Sharing data appropriately among regulators and industry helps to align interests, reduce the reporting burden, support risk management, and facilitate cross-market analysis. One prominent opportunity for such cross-market analysis would entail expanded collaboration and data sharing among our various regulators and the OFR in cash, options, and futures markets across a variety of assets classes.

During the financial crisis, the inability to access or share certain data prevented market participants and regulators from fully understanding the size and scope of risks throughout the financial system. The need to securely share data in a timely way remains paramount — for example, for monitoring the system during periods of relative calm or for forensic analysis after the breakout of a disruption to the system.

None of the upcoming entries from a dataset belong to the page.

Issue #10166, opened 2015-12-03
RA build queue isn't user friendly. 


GrayHatter:
I can not count the number of games I've lost because I've queued what I thought was a generous number of units. Only to run out of them, have too much cash, and see my build queue empty, just in time to get steamrolled. 

Two options that would fix this: 

Either play a warning sound when the queue is empty (similar to silo's needed).

Or, allow for setting an auto train unit. I.e. if I set my auto train unit to artillery, when the queue is empty, it'll auto build arty. But when queue any unit, it'll auto cancel the arty, and build that unit. Then once empty again, it'll automagically start building arty again.
##

GraionDilach:
Or just watch out your queues. You only have 6 afterall.

penev92:
"Just make the game play itself already."

jaZzKCS:
I have the feeling that this will again divide ppl into hardened blox of Opinionville.

If I understand it correctly, then you can set any unit on auto-queue but that would result in that production facility only producing that unit until the auto is stopped. Also true for any other unit from that same structure that is set to auto?

Because we want to make sure that you cannot auto-queue unit compositions, becasue then I really have to agree with penev here ("Hjelp! My game is playing itself" - a.k.a.: "Look Ma, no hands!")

TL;DR - It would be overkill if you could auto-queue more than one unit (compositions). Also keep in mind that this would make auto-queueing unit compositions instantly possible in TD since multiple construcion facilities give you multiple queues.

I have the feeling that this would have a far greater impact on TD than on RA in bigger games.

jaZzKCS:
referring to: https://github.com/OpenRA/OpenRA/pull/10169

Aaron-Lloyd:
The only time I feel auto-queuing or infinite queuing would ever actually be useful is maybe in the late part of a long TD match where you could potentially have 3 MCVs, 4 war factories, 4 helipads, and a couple of barracks and the number of queues becomes (a bit) less manageable. it would maybe make sense to be able to dedicate specific production facilities to certain units in that case with an autoqueue.

RoosterDragon:
At the risk of stating the obvious: It seems like a more reasonable solution to "I didn't notice the build queue was empty" would be to improve the UI so empty build queues were more obvious to the player.

r34ch:
@RoosterDragon +1

[...]

PR #10169, opened 2015-12-03
Added autoqueue feature.

irungentoo:
CTRL-~~Right~~ Left click on the queue to enable/disable auto queue.

Autoqueue makes the queue repeat itself infinitely until it's disabled or the items are removed which is very useful as it means you don't need to requeue units manually. Age of mythology has it.

I made the text color change to green to indicate when it is enabled.

### DIFF
--- a/OpenRA.Mods.Common/Traits/Player/ProductionQueue.cs
+++ b/OpenRA.Mods.Common/Traits/Player/ProductionQueue.cs
@@ -90,6 +90,7 @@ namespace OpenRA.Mods.Common.Traits
 		[Sync] public bool Enabled { get; private set; }
 
 		public string Faction { get; private set; }
+		public bool AutoQueue { get; private set; }
 
 		public ProductionQueue(ActorInitializer init, Actor playerActor, ProductionQueueInfo info)
 		{
@@ -98,6 +99,7 @@ namespace OpenRA.Mods.Common.Traits
 			playerResources = playerActor.Trait<PlayerResources>();
 			playerPower = playerActor.Trait<PowerManager>();
 			developerMode = playerActor.Trait<DeveloperMode>();
+			AutoQueue = false;
 
 			Faction = init.Contains<FactionInit>() ? init.Get<FactionInit, string>() : self.Owner.Faction.InternalName;
 			Enabled = !info.Factions.Any() || info.Factions.Contains(Faction);
@@ -230,10 +232,14 @@ namespace OpenRA.Mods.Common.Traits
 
 		public virtual void Tick(Actor self)
 		{
+			// Disable AutoQueue when nothing is building
+			if (queue.Count == 0)
+				AutoQueue = false;
+
 			while (queue.Count > 0 && BuildableItems().All(b => b.Name != queue[0].Item))
 			{
 				playerResources.GiveCash(queue[0].TotalCost - queue[0].RemainingCost); // refund what's been paid so far.
-				FinishProduction();
+				RemoveProduction();
 			}
 
 			if (queue.Count > 0)
@@ -245,54 +251,11 @@ namespace OpenRA.Mods.Common.Traits
 			if (!Enabled)
 				return;
 
-			var rules = self.World.Map.Rules;
 			switch (order.OrderString)
 			{
 				case "StartProduction":
 					{
-						var unit = rules.Actors[order.TargetString];
-						var bi = unit.TraitInfo<BuildableInfo>();
-						if (!bi.Queue.Contains(Info.Type))
-							return; /* Not built by this queue */
-
-						var cost = unit.HasTraitInfo<ValuedInfo>() ? unit.TraitInfo<ValuedInfo>().Cost : 0;
-						var time = GetBuildTime(order.TargetString);
-
-						if (BuildableItems().All(b => b.Name != order.TargetString))
-							return;	/* you can't build that!! */
-
-						// Check if the player is trying to build more units that they are allowed
-						var fromLimit = int.MaxValue;
-						if (!developerMode.AllTech && bi.BuildLimit > 0)
-						{
-							var inQueue = queue.Count(pi => pi.Item == order.TargetString);
-							var owned = self.Owner.World.ActorsHavingTrait<Buildable>().Count(a => a.Info.Name == order.TargetString && a.Owner == self.Owner);
-							fromLimit = bi.BuildLimit - (inQueue + owned);
-
-							if (fromLimit <= 0)
-								return;
-						}
-
-						var amountToBuild = Math.Min(fromLimit, order.ExtraData);
-						for (var n = 0; n < amountToBuild; n++)
-						{
-							var hasPlayedSound = false;
-							BeginProduction(new ProductionItem(this, order.TargetString, cost, playerPower, () => self.World.AddFrameEndTask(_ =>
-							{
-								var isBuilding = unit.HasTraitInfo<BuildingInfo>();
-
-								if (isBuilding && !hasPlayedSound)
-									hasPlayedSound = Game.Sound.PlayNotification(rules, self.Owner, "Speech", Info.ReadyAudio, self.Owner.Faction.InternalName);
-								else if (!isBuilding)
-								{
-									if (BuildUnit(order.TargetString))
-										Game.Sound.PlayNotification(rules, self.Owner, "Speech", Info.ReadyAudio, self.Owner.Faction.InternalName);
-									else if (!hasPlayedSound && time > 0)
-										hasPlayedSound = Game.Sound.PlayNotification(rules, self.Owner, "Speech", Info.BlockedAudio, self.Owner.Faction.InternalName);
-								}
-							})));
-						}
-
+						StartProduction(order.TargetString, order.ExtraData);
 						break;
 					}
 
@@ -307,6 +270,16 @@ namespace OpenRA.Mods.Common.Traits
 				case "CancelProduction":
 					{
 						CancelProduction(order.TargetString, order.ExtraData);
+						break;
+					}
+
+				case "ToggleAutoQueue":
+					{
+						// Toggle it for right queue only
+						if (BuildableItems().All(b => b.Name != order.TargetString))
+							return;
+
+						AutoQueue = order.ExtraData == 1;
 						break;
 					}
 			}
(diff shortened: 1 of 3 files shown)


OpenRA.Mods.Common/Traits/Player/ProductionQueue.cs
```diff
@@ -309,6 +272,15 @@ public void ResolveOrder(Actor self, Order order)
 						CancelProduction(order.TargetString, order.ExtraData);
 						break;
 					}
+				case "ToggleAutoQueue":
+					{
+						/* Toggle it for right queue only, */
```
abcdefg30: Our convention is to use `//`. Also please remove the comma at the end.

OpenRA.Mods.Common/Traits/Player/ProductionQueue.cs
```diff
@@ -309,6 +272,15 @@ public void ResolveOrder(Actor self, Order order)
...
+						if (BuildableItems().All(b => b.Name != order.TargetString))
+							return;
+
+						autoqueue = order.ExtraData == 1 ? true : false;
```
abcdefg30: `autoqueue = order.ExtraData == 1;` should be enough.

OpenRA.Mods.Common/Traits/Player/ProductionQueue.cs
```diff
@@ -90,6 +90,7 @@ public class ProductionQueue : IResolveOrder, ITick, ITechTreeElement, INotifyOw
 		[Sync] public bool Enabled { get; private set; }
 
 		public string Faction { get; private set; }
+		public bool autoqueue { get; private set; }
```
GraionDilach: This will trigger StyleCop for sure. Public members should be capitalized (as in `AutoQueue`) and in this case probably even synced as well.

pchote:
This is a controversial feature because there is a strong feeling by a lot of players that "the game shouldn't play itself".  Managing your production is one of the key features of the game, and is certainly one of the biggest deciders between an average/poor and a good player.

Do any other games have this feature?  Unless there is a precedence in other well known games (and therefore a reasonable expectation for this feature to exist), then I don't think we should include this feature.

GraionDilach:
IIRC Warzone 2100 also had this but it was quite a while ago I last played it. A boolean parameter in the Infos with the default being false could be an option.

x-a-n-a-x:
I would love to see a mod featuring this "autoqueue". 
It remembers me of SupremeCommander: https://github.com/OpenRA/OpenRA/issues/2997#issuecomment-22486399

irungentoo:
You still have to manage your queue with this, it just means less button pressing.

jaZzKCS:
I have the feeling that this will again divide ppl into hardened blox of Opinionville.

If I understand it correctly, then you can set any unit on auto-queue but that would result in that production facility only producing that unit until the auto is stopped. Also true for any other unit from that same structure that is set to auto?

Because we want to make sure that you _cannot_ auto-queue unit compositions, becasue then I really have to agree with penev here ("Hjelp! My game is playing itself" - a.k.a.: "Look Ma, no hands!")

pchote:
Auto-queing only one unit is redundant to spam-shift-clicking to queue up 500 units of that type.

irungentoo:
You can already queue/dequeue enough units using the shift key in seconds to last the entire game so I don't see how this makes the game play itself.

jaZzKCS:
I guess you want this as an alternative to those situations where you are frantically removing the 56 queues of that certain unit type you issued just 2 mins ago, becasue the in-game situation has changed and you need to build something else.

WolfGaming:
Imo if thats the reason it would be better to just add a cancel all button, wasnt there a PR for that recently?

atlimit8:
All this does is remove mindless click spamming to reach a number and not any significant thought. However, with #9595 for directly canceling and CTRL + SHIFT + left_click used to queue say 100 (or enough to last at least a long game), this can be approximated.

This is incompatible with #9595 since that uses CTRL + right_click for something else. Also, right clicking is associated with canceling and left clicking with queuing. Therefore, this should use CTRL + left_click.

Placing "PR: Changes Requested" for switching to the more orthogonal use of CTRL + left_click instead of CTRL + right_click.

GrayHatter:
I reject the arguments that thin makes the game play it self. For the exact reasons mentioned above, shift clicking to reach >100 is already common. I could use autohotkey to get this same effect. 

Lets be honest here, this only solves one problem, having to micro your build queue on broken maps, or broken units. The two units (I only play RA) that will see this, is Arty and SHOK, maybe a few others but not to the levels seen by these two. 

Why did you set units to defend by default? Why do miners do searching for gems/ore? why are there rally points for buildings. These are all the game "playing itself" except not really... if you set a bad rally point, kiss your units good bye, auto queue the wrong unit, good buy cash hello steamroller.

And just to make sure I hit every point, if you really want to go with the whole " separates better players" argument, why does every one who plays sovi spam shok inf & flak, and every one who plays allies spam arty and hinds?? Auto queue is a solution to one unit being the only one that anyone uses.

irungentoo:
As requested, CTRL-Left click is now used to enable autoqueue.

pchote:
@GrayHatter: Those points sound to me like an argument *against* this feature, and that the balance of the RA mod should be fixed instead.

GrayHatter:
@pchote, it is, but if I come out and say that arty and SHOK are both OP, I'd get lynched. No one want's you to nerf their favorite strategy. But that's still no reason that this shouldn't exist. Even if balance issues are fixed, the only thing you're doing is reducing the number of clicks.

pchote:
I assume you're talking about the current (old) release: SHOK have been heavily nerfed in the playtests/next release.

GrayHatter:
@pchote I play release more because of the performance, but even in the playtest, If I'm playing russia, I'm still spamming Shok and flak maybe some scuds MAYBE

penev92:
>You can already queue/dequeue enough units using the shift key in seconds to last the entire game so I don't see how this makes the game play itself.

And you don't see that as a problem? With the mod's/map's economy, gameplay or production, unit balance?

>Lets be honest here, this only solves one problem

The thing is it doesn't solve *any* problem (sorry @irungentoo ).
And with the argument made (by the supporters of this, no less!) that you can queue 150 units in 2 seconds anyway, I really don't see the point.
:-1: 

I could probably go with it if it is configurable (it's not even configurable!), so thirdparty mods can enable it per production queue if they want, but I'm guessing that's now what you want here, but rather want it in RA.

pchote:
If we do decide to take this feature then are some UI issues that will first need to be resolved:
* Ctrl-clicking on an item that currently isn't in the queue will do nothing.
* If you ctrl-click on an item in the queue while you have multiple units queued then it will repeat the entire queue (e.g. 5 harvesters, then 5 bikes, then 5 buggies in a loop), but the UI doesn't indicate what is going on: the queued numbers stay frozen at the original numbers.  This is confusing: expected behaviour would be to have the queued number count down so you know where in the queue you are.

pchote:
The best course of action would be to discuss this in IRC and work out exactly how the interaction for this should work before rewriting it (over and over again) to save a lot of work and hassle.

irungentoo:
Point 2 should be fixed, not sure what ctrl-clicking an item that isn't in the queue should do.

pchote:
Presumably the same thing as ctrl-clicking an item that isn't in the queue.

atlimit8:
The style fixes should be squashed away.

irungentoo:
I think everything is good now.

GrayHatter:
Just played it, no issues. worked as I expected it to!

irungentoo:
Just tested this on in real multiplayer game with 3 other people each using the autoqueue and it worked perfectly.

If anyone against this change hasn't tried it out, please do and you might change your mind.

pchote:
The real problem, which I guess I didn't make clear enough above, is that ctrl-clicking on an icon doesn't do anything related to that icon, which is not intuitive.  Ctrl-clicking on an icon should auto-queue *that* unit, and not just toggle the queue repeat.  Proper UX for this would be to have a separate "toggle queue" button.

I believe that @r34ch's proposal in #10166 to indicate queue status on the queue icon is a much better solution to the problem, so on balance I am now against taking this feature.

atlimit8:
> I believe that @r34ch's proposal in #10166 to indicate queue status on the queue icon is a much better solution to the problem, ...

atlimit8:
@pchote, @r34ch, etc. Should the tab have some kind of overlay, 4 states ([not] selected, [not] auto-queued), or something else?

obrakmann:
IMO, the fact alone that this is a problem *at all*, as opposed to, say, wondering whether you would even be able to *afford* all those units, is just an indicator to me that something is already horribly wrong with either our gameplay, or the maps that people play. :-1:

abcdefg30:
Needs a rebase.

GrayHatter:
@obrakmann IMO the problem with your game play is your (read: the common) view on it. You either think of it like an RTS, where spamming units is completely acceptable. Or a warfare game, in which spamming really shouldn't be a thing. 

In reality, any tank that one shots another, has already won, that tank is destroyed. So, if you know you're units are just going to go down to the first shot, you're a lot more tactical, and a lot more careful with them. 

If you want to stop the whole idea of spamming one unit, just crank up the damage by type to 11. If I know sending a wave of tanks into your army of tanks would just result in them dying before they can fire, I'd send a wave of rocket inf instead, hoping that you don't already have hind's or flame towers, or rifle inf already waiting. And by the same token, If I know you have a wall of shok troops, I might train something long range instead. 

The problem of spamming 1 unit, or one combo (flak and shok) over and over, is that there's no punishment for it. There needs to be a units for each that can't lose. Think rock paper scissors (without scissors), if you can just throw rock over and over, why would you do anything else?

WolfGaming:
However with that attitude I should just get 1 or 2 of every unit and stay
on the defence until my enemy runs out of money or my 5 nukes charge up.
Since attack move is delayed and the defender can get the first shot most
of the time.

klaas1:
I agree with Obrakman here, the problem lies in some of the maptypes people play (think "gods great devide"), where money is practically infinite, and the team that manages build ques the best wins.

On maps where money is not infinite, I think this option will be detrimental to the game. Instead of actively chosing which unit to build, moderate players will just spam the "best" unit, making the game more predictable and boring.

pchote:
It looks like the discussion here has run its course, and that the overall feeling is to not take this.  Closing as part of a wider clean up of the PR queue.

Accessibility Examples: Metadata Catalogs and Best Practices

We believe metadata catalogs are important to facilitate sharing. Metadata catalogs inform parties about the data — what they are and where they are located — without having to first grant access to the actual datasets. We are promoting the use of metadata catalogs by enhancing our own catalog and linking it to other agencies’ catalogs. If other agencies do not have catalogs, we plan to assist in creating and linking them.

In designing our approach to metadata catalogs, we are using established technologies and best practices used successfully in other industries. We also plan to create and promote a set of best practices for data sharing among regulators and between regulators and the public. For example, we are working to standardize memorandums of understanding that set the terms for timely and appropriate access to nonpublic data for the regulatory community.

Closing

We have made the financial system substantially more resilient since the crisis, but we still have more work to do. This work requires both engagement and collaboration, and I welcome your commitment and partnership as we move forward. Thank you again for having me here today. I would be happy to respond to questions.